# 1930s house, new service, old clad wiring, dimming lights



## borzym60 (Nov 6, 2014)

I have a house with newer service and main box, all new breakers, which are tied into the old existing metal clad/BX wiring and some newer romex. 

When heavy appliances turn on, despite being on a entirely different breaker, all the lights momentarily dim no matter what room your in.

Is this a grounding issue because the ground is carried through the metal sheathing around the clad wiring which is old and deteriorating? 

The house has 100a service at the main.


----------



## wildleg (Apr 12, 2009)

no .


----------



## macmikeman (Jan 23, 2007)

It is not all that unusual to see that on 100 amp services in old houses, small poco transformer coupled with distance to house and a few other factors could be dropping the voltage when motors or large loads are energized.


----------



## duaneb (Nov 4, 2014)

had similar problem found bolt in meter socket connecting the neutral was deteriating causing unbalanced loads


----------



## retiredsparktech (Mar 8, 2011)

macmikeman said:


> It is not all that unusual to see that on 100 amp services in old houses, small poco transformer coupled with distance to house and a few other factors could be dropping the voltage when motors or large loads are energized.


I've seen, where just the service was changed from 60 to 100 amps and the service drop POA was OK, the utility would just reconnect, the new service feeders to the existing drop. I gauged the wire and it was something like #7 aluminum. I know that the drop is in free air and has more ampacity, but I believe it has too much voltage drop, under heavy loads.


----------



## pete87 (Oct 22, 2012)

Get rid of that Old Refrigerator you got . It will drain Hover Dam when it cycles .







Pete


----------



## The_Modifier (Oct 24, 2009)

> *About borzym60*
> What is your electrical related field/trade:
> contractor


Just for curiosities sake, what type of contractor are you?


----------



## 1.21gigawatts (Jun 22, 2013)

Record the voltage sag at the panel when these loads start, to see if it may a transformer issue. Run a temp feed to a large appliance and fire that bitch up to see if there is no dimming indicating its a wiring issue (voltage drop from high impedance)Measure the voltage at the load while running, to see if your getting voltage drop on the branch.

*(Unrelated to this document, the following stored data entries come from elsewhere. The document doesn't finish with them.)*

Issue #191, opened 2026-06-17
Sunni six-books canonical-edition selection + canonical-hadith dedup for combined resolve


parametrization:
## Problem
The Sunni six canonical books (Bukhari, Muslim, Abu Dawud, Tirmidhi, Nasa'i, Ibn Majah) are loaded on staging from MULTIPLE overlapping editions:
- `lk` (6 books; separated matn_ar + matn_en + grade — richest metadata)
- `halimbahae` (9 books incl. Musnad Ahmad 26,363 + Darimi + Malik — full tashkeel; currently textless, see the matn_ar fallback issue)
- `fawaz` (10 collections; matn_ar + matn_en + partial grade)
- `mis` (Sahih Muslim again; its real value is explicit multi-isnad chains, not matn)

Pre-cutover audit overlap (exact normalized text — a LOWER bound, editions render isnad+matn differently): lk^fawaz 51.6%/49.3%, fawaz^mis 92.5% of mis, lk^mis 56.5% of mis. Without a canonical-edition decision, the same hadith appears as several nodes on prod → inflated counts + duplicate search results.

## Recommendation (owner decision)
- `lk` as the six-books spine (richest metadata).
- `halimbahae` for its UNIQUE books only (Musnad Ahmad, Darimi, Malik).
- `mis` kept for isnad chains only (its matn duplicates fawaz/Muslim).
- The combined narrator-resolve must dedup by CANONICAL hadith identity (collection + number mapping across editions), NOT raw matn (rendering differs).

## Status
Owner is deciding the final composition (relayed via Program Director). This issue tracks the plan; the combined narrator-resolve + prod cutover (deploy#470) are HELD until the composition is confirmed and the dedup/textless fixes land.

Found by the pre-cutover corpus-integrity audit.

PR #193, opened 2026-06-17
da#191: encode canonical corpus composition in the pipeline (per-source dedup)

parametrization:
## Summary
Encodes the owner-confirmed canonical corpus composition **in the pipeline**, so a fresh `run_all` (the path production uses) produces a duplicate-free graph without the manual graph surgery used on staging.

Pre-cutover audit found duplicate corpora: `open_hadith` ≡ `halimbahae` (100%), and the six canonical Sunni books loaded by `lk` + `halimbahae` + `fawaz` + `mis`. Loading every copy double-counts hadith on prod.

## Change
- **`src/parse/composition.py`** (new) — single source of truth `HADITH_COMPOSITION` + `is_canonical_hadith()`:
  - `lk` = six-books canonical spine (all collections; richest metadata).
  - `halimbahae` → unique books only (Musnad Ahmad, Darimi, Malik).
  - `fawaz` → unique collections only (Nawawi, Dehlawi, Qudsi).
  - `mis` → no Hadith nodes (its Sahih Muslim matn duplicates lk; `network_edges_mis` still loads as chains).
  - every other source → all collections.
- **`src/adapters.py`** — add `SourceAdapter.active` (default True); `open_hadith` marked `active=False` (confirmed dup). Registry row retained for the `SourceCorpus` coverage invariant.
- **`src/acquire`, `src/parse` run_all** — skip inactive adapters.
- **`src/graph/load_nodes.py`** — enforce the composition at load: skip non-canonical `(source_corpus, collection)` Hadith + Collection rows. One enforcement point.

## Scope
This is the deterministic **per-source** composition (the part that MUST hold before prod). Cross-edition canonical-identity dedup (same hadith by collection+number across editions) is a tracked fast-follow — flagged to the Program Director.

## Tests
Composition unit tests; load_nodes skips non-canonical collections + mis; adapters active-flag + coverage invariant; provenance-conformance excludes the new framework module. **Full suite 924 passed / 7 skipped**; ruff + mypy clean.

## Validation
This is the dedup encoding for the `run_all` dress-rehearsal staging load (the prod-cutover sign-off artifact), which follows.

Closes #191

### DIFF
--- a/src/acquire/__init__.py
+++ b/src/acquire/__init__.py
@@ -24,6 +24,12 @@ def run_all(raw_dir: Path) -> dict[str, Path | None]:
     results: dict[str, Path | None] = {}
     for adapter in SOURCE_REGISTRY:
         name = adapter.slug
+        if not adapter.active:
+            # Inactive sources (e.g. open_hadith — a confirmed duplicate, da#191)
+            # are never acquired. The registry row is retained for the coverage
+            # invariant only.
+            logger.info("acquire_skipped_inactive", source=name)
+            continue
         try:
             logger.info("acquiring", source=name)
             path = adapter.acquire(raw_dir)
--- a/src/adapters.py
+++ b/src/adapters.py
@@ -93,6 +93,11 @@ class SourceAdapter:
     acquire_fn: str = "run"
     parse_fn: str = "run"
     raw_subdir: str | None = None
+    # Whether this source participates in acquire/parse run_all. An adapter row is
+    # retained for every SourceCorpus (the coverage invariant), but a source that
+    # is a confirmed duplicate of another is marked inactive so it is never
+    # acquired/parsed/loaded — see ``src.parse.composition`` (da#191).
+    active: bool = True
 
     def acquire(self, raw_dir: Path) -> Path | None:
         """Download this source's raw data, returning its output path (or ``None``)."""
@@ -190,6 +195,12 @@ SOURCE_REGISTRY: tuple[SourceAdapter, ...] = (
         reachable=True,
         license_note="Open-Hadith-Data (mhashim6) — open GitHub, 9 books incl. the Six Books.",
         description="Open-Hadith-Data — 9 Sunni books.",
+        # Confirmed 100% duplicate of `halimbahae` (identical 9 collections, same
+        # per-collection counts, identical normalized matn) — pre-cutover audit
+        # da#191. Dropped entirely: halimbahae carries the same books with full
+        # tashkeel + a clear ODbL license. Adapter retained for the coverage
+        # invariant; inactive so it is never acquired/parsed/loaded.
+        active=False,
     ),
     SourceAdapter(
         slug="muhaddithat",
--- a/src/graph/load_nodes.py
+++ b/src/graph/load_nodes.py
@@ -34,6 +34,7 @@ from typing import Any
 import pyarrow.parquet as pq
 import yaml
 
+from src.parse.composition import is_canonical_hadith
 from src.parse.identity import (
     chain_node_id,
     collection_node_id,
@@ -266,6 +267,16 @@ def _load_hadiths(
                 all_errors.append(f"{fp.name} row {i}: invalid source_id={sid!r}")
                 total_skipped += 1
                 continue
+            # Canonical corpus composition (da#191): skip Hadith whose
+            # (source_corpus, collection) duplicates the chosen canonical edition
+            # — halimbahae/fawaz non-unique books, the mis Sahih Muslim matn copy.
+            # One enforcement point so a fresh run_all (the production path) yields
+            # the deduped graph without manual surgery.
+            if not is_canonical_hadith(
+                _val(row, "source_corpus", ""), _val(row, "collection_name", "")
+            ):
+                total_skipped += 1
+                continue
             hid = hadith_node_id(sid)
             # Fall back to the raw full text when a source supplies no separated
             # matn: halimbahae / open_hadith / bihar populate ``full_text_ar``
@@ -356,6 +367,12 @@ def _load_collections(
             cid = row.get("collection_id")
             if not cid or not isinstance(cid, str):
                 all_errors.append(f"{fp.name} row {i}: invalid collection_id={cid!r}")
+                total_skipped += 1
+                continue
+            # Canonical composition (da#191): drop Collection nodes for non-canonical
+            # (source_corpus, collection) pairs so they don't outlive their Hadith.
+            # The collection slug is the last ``:``-segment of collection_id.
+            if not is_canonical_hadith(_val(row, "source_corpus", ""), cid.rsplit(":", 1)[-1]):
                 total_skipped += 1
                 continue
             full_id = collection_node_id(cid)
--- a/src/parse/__init__.py
+++ b/src/parse/__init__.py
@@ -31,6 +31,11 @@ def run_all(raw_dir: Path, staging_dir: Path) -> dict[str, list[Path]]:
     results: dict[str, list[Path]] = {}
     for adapter in SOURCE_REGISTRY:
         name = adapter.slug
+        if not adapter.active:
+            # Inactive sources (e.g. open_hadith — a confirmed duplicate, da#191)
+            # are never parsed. The registry row is retained for coverage only.
+            logger.info("parse_skipped_inactive", source=name)
+            continue
         try:
             logger.info("parsing", source=name)
             output_files = _normalize_output(adapter.parse(raw_dir, staging_dir))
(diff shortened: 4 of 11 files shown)


parametrization:
RequestOrReplied: Approved
TechDebt: #194, #195

## Verdict — APPROVE (keystone composition is correct; non-blocking items filed as tech debt)

Reviewed the code at HEAD `fc7792d` via the contents API (not the PR body), with the same fixture-masking skepticism that surfaced the da#175 thaqalayn problem. The per-source composition is encoded correctly and — crucially — the kept-book slugs match the **real** upstream filenames, not assumed names. I traced every one to ground truth rather than trusting the unit assertions (which restate the same string literals as the map, so on their own they prove nothing).

### Composition slugs verified against real adapter output (lens #1)
- **halimbahae** keeps `{musnad_ahmad_ibn-hanbal, sunan_al-darimi, maliks_muwataa}`. The slug is filename-derived by `_collection_name_from_path` (strip `.utf8`, split on `_ahadith`). The committed fixtures carry the genuine upstream layout — `Maliks_Muwataa/maliks_muwataa_ahadith_mushakkala_mufassala.utf8.csv` to `maliks_muwataa`, `Sunan_Al-Darimi/sunan_al-darimi_ahadith_...` to `sunan_al-darimi`, and the open_hadith fixture (identical layout, since open_hadith is the 100% dup) `Musnad_Ahmad_Ibn-Hanbal/musnad_ahmad_ibn-hanbal_ahadith_...` to `musnad_ahmad_ibn-hanbal`. All three map exactly. A mismatch here would have silently dropped a unique book on prod; it does not.
- **fawaz** keeps `{nawawi, dehlawi, qudsi}`. Slug is `eng-<x>` to `<x>`. Fixtures confirm `nawawi` and `qudsi`. See tech-debt #195 on `dehlawi`.
- **Cross-loader consistency**: the Hadith loader filters on the `collection_name` column; the Collection loader filters on `collection_id.rsplit(":",1)[-1]`. I confirmed these are the same slug — `generate_source_id(corpus, collection)` joins with `ID_DELIMITER=":"`, so the last segment equals the book slug the hadith rows carry. No asymmetry, so collections won't outlive (or survive past) their hadiths.

### open_hadith deactivated end-to-end (lens #2) — yes
`active=False` in the registry, both `src.acquire.run_all` and `src.parse.run_all` skip inactive adapters, and the load-time map lists it as `frozenset()` defence-in-depth. The live-Neo4j integration test parses the committed samples and asserts 0 Hadith and 0 Collection nodes — and honestly documents that this reverses the original da#87 light-up. Genuine intentional change, not a masked regression.

### mis is chains/edges only (lens #4) — yes
`mis` maps to `frozenset()` so every mis Hadith is dropped. The live integration test proves both halves: mis Hadith count is 0, AND the multi-isnad multiplicity survives to 7 distinct ISNAD_TRANSMITTED edges including the chain-specific A->D / E->B pairs. This is real E2E behavior against neo4j:5, not a fixture assertion. The test also honestly flags that production `load_edges` is still hardcoded to muhaddithat — a documented graph-layer fast-follow, not a regression from this PR.

### Tests exercise real behavior (lens #3) — satisfied
The two changed integration tests run against a live container (clean skip when Docker is absent) over committed fixtures that mirror the true upstream directory/file names. That is exactly the realism gap that bit us on da#175, and it is closed here.

## Non-blocking tech debt (filed — does not gate this merge)
- **#194** — `is_canonical_hadith` mishandles an explicit `None` map value, contradicting the module's own documented contract: the docstring says a `None` value means "load all collections", but the code returns `source_corpus not in HADITH_COMPOSITION` when `allowed is None`, so an explicit-`None` entry would **drop that whole corpus**. Latent today (all four entries are frozensets) so prod behaviour is correct and I am not gating on it, but it is the exact silent-whole-corpus-drop failure this PR exists to prevent, so worth tightening while context is fresh.
- **#195** — three small test-coverage gaps: `dehlawi` is the one kept fawaz slug with no committed fixture (eyeball the staging dress-rehearsal output to confirm it lands); `test_run_all_skips_inactive` asserts a source substring rather than executing run_all to observe the skip; and there is no direct Collection-loader drop test for a halimbahae six-book duplicate (the predicate is shared with the tested Hadith path).

Net: the deterministic per-source dedup that must hold before the prod load is correct and well-evidenced. Approving for merge; #194 and #195 are follow-ups, not blockers.

parametrization:
Requestor: Kwesi Boateng
RequestOrReplied: Approved
TechDebt: #196, #197, #198

## Review — da#191 / PR #193 (canonical corpus composition; keystone for prod cutover)

Reviewed the code at HEAD `fc7792d` via the contents API (not the diff framing). CI is fully green (Lint, Type Check, Test, Integration Tests, sync-drift gate). Approving — the load-path enforcement is real and correctly placed, the dedup holds at both the node and edge layers, and the test edits faithfully encode the behavior change without weakening coverage. A few non-blocking verification items below for the PD/owner before the actual prod load.

### What I verified (the four review lenses)

1. **Load-time filtering is real, not just acquire/parse gating.** `_load_hadiths` (load_nodes.py) calls `is_canonical_hadith(source_corpus, collection_name)` and skips non-canonical rows; `_load_collections` does the same on `cid.rsplit(":",1)[-1]`. So even a full registry replay where a `hadiths_halimbahae.parquet` carries the six-books overlap will NOT double-load — the excluded editions are dropped at the load point. This is the keystone property and it holds.

2. **`active=False` skips acquire AND parse.** Both `src/acquire/__init__.py` and `src/parse/__init__.py` `run_all` short-circuit on `not adapter.active` with a log line + `continue`. `open_hadith` is the only inactive row (and the unit test asserts it is the only one). Traced both paths.

3. **No narrator-merge regression.** The load_nodes change is purely additive (one import + two skip blocks); `_NARRATOR_MERGE` and the narrator loader are untouched. The composition does not touch narrator loading, so mention_count / source_ids / source_corpora handling is unchanged.

4. **Test edits reflect the behavior change, not weakened coverage.** The mis integration test flips only the node assertion (was "2 Hadith nodes", now "0 mis Hadith nodes") while fully retaining the multiplicity proof — all 7 ISNAD_TRANSMITTED edges land and the 5 distinct directed pairs survive un-collapsed (incl. A→D and E→B, the chain-specific links that only exist if the parallel asanid are kept). The open_hadith test is a deliberate, well-documented reversal: it now feeds the committed parquet straight to the loader and asserts zero Hadith+Collection nodes, which exercises the defense-in-depth load filter (a stray staging parquet can't re-introduce the duplicate). New unit tests cover `is_canonical_hadith` and the load-time skip directly.

### Extra check — edge-layer dedup safety

Dropping mis/open_hadith Hadith+Collection nodes while keeping mis chains/edges is safe: all six edge loaders MATCH (not MERGE) their endpoints and count missing endpoints, so an edge pointing at a now-absent mis Hadith is skipped, never phantom-created. mis narrator-to-narrator transmission edges have narrator-only endpoints, so they still load. The dedup holds end-to-end.

### Non-blocking items (pre-prod-load / owner confirmation — not code changes)

- **Vocabulary fidelity of the halimbahae keep-set.** The keep-sets are validated against hand-written / committed fixtures using the assumed slugs, which proves the filter logic but not the real-corpus vocabulary. Two of three halimbahae keep slugs are backed by committed fixtures (`sunan_al-darimi`, `maliks_muwataa`); `musnad_ahmad_ibn-hanbal` is not covered by any committed fixture or test. Because halimbahae uses an allow-list (anything not in the frozenset is dropped), a slug mismatch on Musnad Ahmad would silently DROP that whole book. Worth confirming against the real staging parquet that halimbahae emits exactly that slug before the prod load.

- **fawaz scope is broader than three collections upstream.** fawazahmed0/hadith-api carries collections beyond the six books and {nawawi, dehlawi, qudsi} (e.g. mishkat, bulugh al-maram, adab al-mufrad, shamail, hisn al-muslim, riyad). The composition keeps ONLY the three, so any fawaz-unique collection not provided by another active source would be dropped from production. This faithfully encodes the owner-relayed "keep ONLY Nawawi/Dehlawi/Qudsi", so it is an owner scoping call rather than a code defect — but given this is the cutover keystone, it is worth an explicit owner/PD confirmation that those other fawaz collections are intentionally excluded (or sourced elsewhere) and not accidental loss.

- **Latent comment/code mismatch in composition.py.** The map comment says a `None` value means "load all collections for this source", but `is_canonical_hadith` returns False (drop all) for a key whose stored value is `None` (the `allowed is None` branch returns `source_corpus not in HADITH_COMPOSITION`). No current entry is `None`, so this is latent, but a future maintainer adding `"x": None` expecting "load all" would get "drop all". Tightening the comment or the branch would remove the footgun.

- **Minor test robustness.** `test_run_all_skips_inactive` asserts the substring `adapter.active` appears in the `run_all` source; it would still pass if the gate logic were inverted. A behavioral test (run `run_all` over a registry containing an inactive adapter and assert it is skipped) would be stronger. Non-blocking.

Net: the enforcement mechanism is correct, single-point, MATCH-safe, and well-tested at the unit-mechanic level. Approved to merge; the items above are data-fidelity / owner-scope gates to clear before the real production load, not blockers on this PR.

If these are older appliances with compressors, I would expect some dimming.


----------



## FrunkSlammer (Aug 31, 2013)

Only an apprentice or non electrician wouldn't know why the lights dim when a heavy load kicks on. 

This don't pass the sniff test... unless it's an apprentice.


----------



## chicken steve (Mar 22, 2011)

~CS~


----------



## North Coast Lights (Apr 20, 2011)

Check voltages at the main panel under load, and measure each leg to neutral, to make sure they are equal. I've had some interesting problems with poor neutral connections to the panel.


----------